50) ‘Din bir yanılsamadır ve gücünü içgüdüsel arzularımızla arasındaki muhteşem uyumdan alır.’
51) ‘Tüm rüyaların ortak yönleri vardır. Nitekim hepsi, gün içinde alevlenen fakat gerçekleştirilemeyen arzuların biz uyurken tatmin edilmesinden ibarettir. Rüyalar, arzuların en basit ve açık şekilde gerçekleştirilmesidir.’
52) ‘İnsanoğlu adeta prostetik bir Tanrı’ya dönüşmüş durumda.’
53) ‘Suçluların büyük bir kısmında, bilhassa da genç olanlarda, çok güçlü bir suçluluk duygusu vardır. Ve bu suçluluk duygusu, suçun işlenmesinden çok daha önce kişide mevcuttur. Dolayısıyla, bu duygu suçun işlenmesinin bir sonucu değil, aksine onu motive eden şeydir. Bu durumda, kişinin suç işleyerek yaptığı şey aslında içindeki bu bilinçdışı suçluluk duygusunu gerçek ve dolaysız bir nesneye bağlayarak bir nebze de olsa rahatlayabilme çabasıdır.’
54) ‘Her ne kadar kulağa pek hoş gelmese ve mantığa aykırıymış gibi görünse de, şunu ifade etmemiz gerekir: Hem aşık olup hem kendini gerçekten özgür ve mutlu hisseden bir kimse, kadınlara gösterdiği saygının üstesinden gelmiş ve annesi veya kız kardeşiyle ensest bir ilişkiye girme fikrini yavaş yavaş kabullenmeye başlamış demektir.’

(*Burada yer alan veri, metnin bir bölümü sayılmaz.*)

PR #240, opened 2026-04-28
fix(metrics-bridge): re-entrancy guard for overlapping probe cycles

chapati23:
## Summary

- Adds a module-scope `probeInProgress` mutex around `runRebalanceProbes` in `metrics-bridge/src/rebalance-probe.ts`. A second call while a previous cycle is still in flight short-circuits with a single warn-once `[REBALANCE_PROBE_REENTRY]` log line instead of resetting the gauge and double-writing labels.
- Production today doesn't trigger this — `metrics-bridge/src/poller.ts` awaits each `runRebalanceProbes()` call before scheduling the next loop, so cycles can't overlap. The guard is a safety rail for future async restructures (e.g. the AbortController fast-cancel path tracked separately in BACKLOG, or a parallel-timer caller).
- Flips the existing limitation-locking test (`metrics-bridge/test/rebalance-probe.test.ts`, previously titled "documents the known limitation: late cycle-N-1 results stomp cycle-N gauge state") to assert the new correctness: only one probe runs, gauge state is preserved, no double-execution, and the warn log fires exactly once. Renamed to `runRebalanceProbes — re-entrancy guard for overlapping cycles` so git blame on the rationale is preserved.
- Removes the `Rebalance probe: re-entrancy guard for overlapping cycles` entry from `docs/BACKLOG.md`.

## Why now

The AbortController PR (`metrics-bridge/probe-abort-controller`, parallel work) could change probe-completion timing semantics enough that overlapping cycles become reachable. Adding the guard ahead of time keeps the surface area narrow — that PR can land without needing a follow-up safety patch. The `try { ... } finally { probeInProgress = false }` shape ensures the flag releases on probe throws, so a transient error can't permanently disable the probe.

## Test plan

- [x] `pnpm --filter @mento-protocol/metrics-bridge test` — 149 passed (28 unchanged + 1 flipped)
- [x] `pnpm --filter @mento-protocol/metrics-bridge typecheck`
- [x] `pnpm --filter @mento-protocol/metrics-bridge lint`
- [x] `pnpm --filter @mento-protocol/metrics-bridge build`
- [x] `pnpm exec trunk fmt && pnpm exec trunk check --all` — no issues
- [ ] Existing `runRebalanceProbes` tests (timeout race, gauge writes, reset semantics, reserve enrichment) all still pass — guard is invisible to non-overlapping callers

## Notes

The new test mocks the cycle-1 probe with a manually-resolvable promise to pin the runner mid-flight, kicks off cycle 2 (which short-circuits), then resolves cycle 1 and asserts its single labelset lands as expected. The mutex check is purely synchronous so cycle 2's no-op happens before any microtask yields back to cycle 1.

---

> [!NOTE]
> **Medium Risk**
> Changes the rebalance-probe runner’s execution semantics by skipping concurrent runs, which could affect alert-annotation metrics if overlap occurs (though production is currently serialized); behavior is covered by new unit tests.
> 
> **Overview**
> Prevents overlapping `runRebalanceProbes()` cycles from racing by adding a module-scope re-entrancy guard: if a cycle is already running, subsequent calls short-circuit without resetting or writing any gauges and emit a warn-once `[REBALANCE_PROBE_REENTRY]` log.
> 
> Updates the Vitest suite to assert the new skip-on-busy behavior (including *warn-once-per-busy-window* and mutex release on probe throw) and adds a test-only reset hook for the module-scope flag. Removes the corresponding re-entrancy tech-debt item from `docs/BACKLOG.md`.
> 
> <sup>Reviewed by [Cursor Bugbot](https://cursor.com/bugbot) for commit 3951cfbdd0b2363a0c67733c093a1ee486a0e5dc. Bugbot is set up for automated code reviews on this repo. Configure [here](https://www.cursor.com/dashboard/bugbot).</sup>


chapati23:
@claude review

chapati23:
cursor review

chapati23:
Fixed in 0f5294e — added a negative assertion after the second cycle in the "releases the mutex when a probe throws" test, confirming no `[REBALANCE_PROBE_REENTRY]` warn is emitted on a throw-then-recover sequence.

PR #413, opened 2026-05-13
perf(indexer): preload trading limit reads

chapati23:
## Summary

- Preload `tradingLimitsEffect` for both FPMM swap tokens during Envio's preload phase.
- Keep the existing processing-phase writes unchanged: TradingLimit rows, Pool limit pressure/status, SwapEvent, snapshots, and leaderboard rollups still persist only in the ordered processing pass.
- Split the Pool preload helper so callers can reuse the existing Pool/open-breach warm-up while also reading the warmed Pool row for dependent effect preloads.

### What this PR changes

This changes when the per-swap trading-limit RPC effects are requested, not what gets written. The `FPMM.Swap` handler now requests those effect reads during preload so Envio can batch and parallelize them across the event batch, then reuses the effect result during the processing pass.

### Invariants

- `FPMM.Swap` still performs entity writes only during the processing pass.
- Trading limits remain block-scoped and `cache: false`; this PR does not make historical trading-limit state durable-cached.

55) ‘Kendi kendimizez diyoruz ki, eğer tüm evreni yaratan ve onu bizler için bir bir çeşit nimetle donatan bir Tanrı olsaydı ve ahiret denen yer de gerçek olsalydı, ne güzel olurdu. Halbuki tüm bunların gerçekte var olmadığı ve sadece masum birer dilekten ibaret oldukları çok açıktır. Ve eğer bizim zavallı birer cahil olan atalarımız tüm bu çetrefilli kozmik soruların cevabını bulmuş olsalardı, işte o zaman çok daha güzel olacaktır.’
56) ‘”Erkekler, sevilmeyi istemeyen kaba varlıklardır” veya “erkekler bir saldırıya uğradığında yapacakları şey en fazla kendilerini savunmaktır,” gibi düşünceler, her ne kadar doğruluğu insanlar tarafından kabul edilmese de, az çok gerçeklik payı olan düşüncelerdir. Ancak, şunu da belirtmeliyiz ki, erkeklerin içgüdüsel donanımları arasında saldırganlıkta çok önemli bir yere sahiptir.’
57) ‘Mutlu olma ihtimalimiz bünyemiz tarafından zaten sınırlandırılmıştır. Mutsuzluğu tecrübe etmek ise, mutluluğa nazaran daha kolaydır. İnsan, üç farklı yönden gelen acı çekme tehditleriyle karşı karşıyadır. Bunlardan biri, bizzat kendi bedenimizden kaynaklanan ve bir süre sonra yok olup gitmeye mahkum olan ve uyarıcı birer işaret olarak ağrı ve endişe olmadan yapamayan acılar; diğeri, dış dünyadan kaynaklanan ve bunaltıcı ve acımasız yıkımlarla daha da hiddetlenen acılar; sonuncusu ise diğer insanlarla aramızdaki ilişkilerden kaynaklanan acılardır. İşte bu sonuncusundan kaynaklananlar, diğerlerine nazaran muhtemelenn en ıstıraplı acılardır.’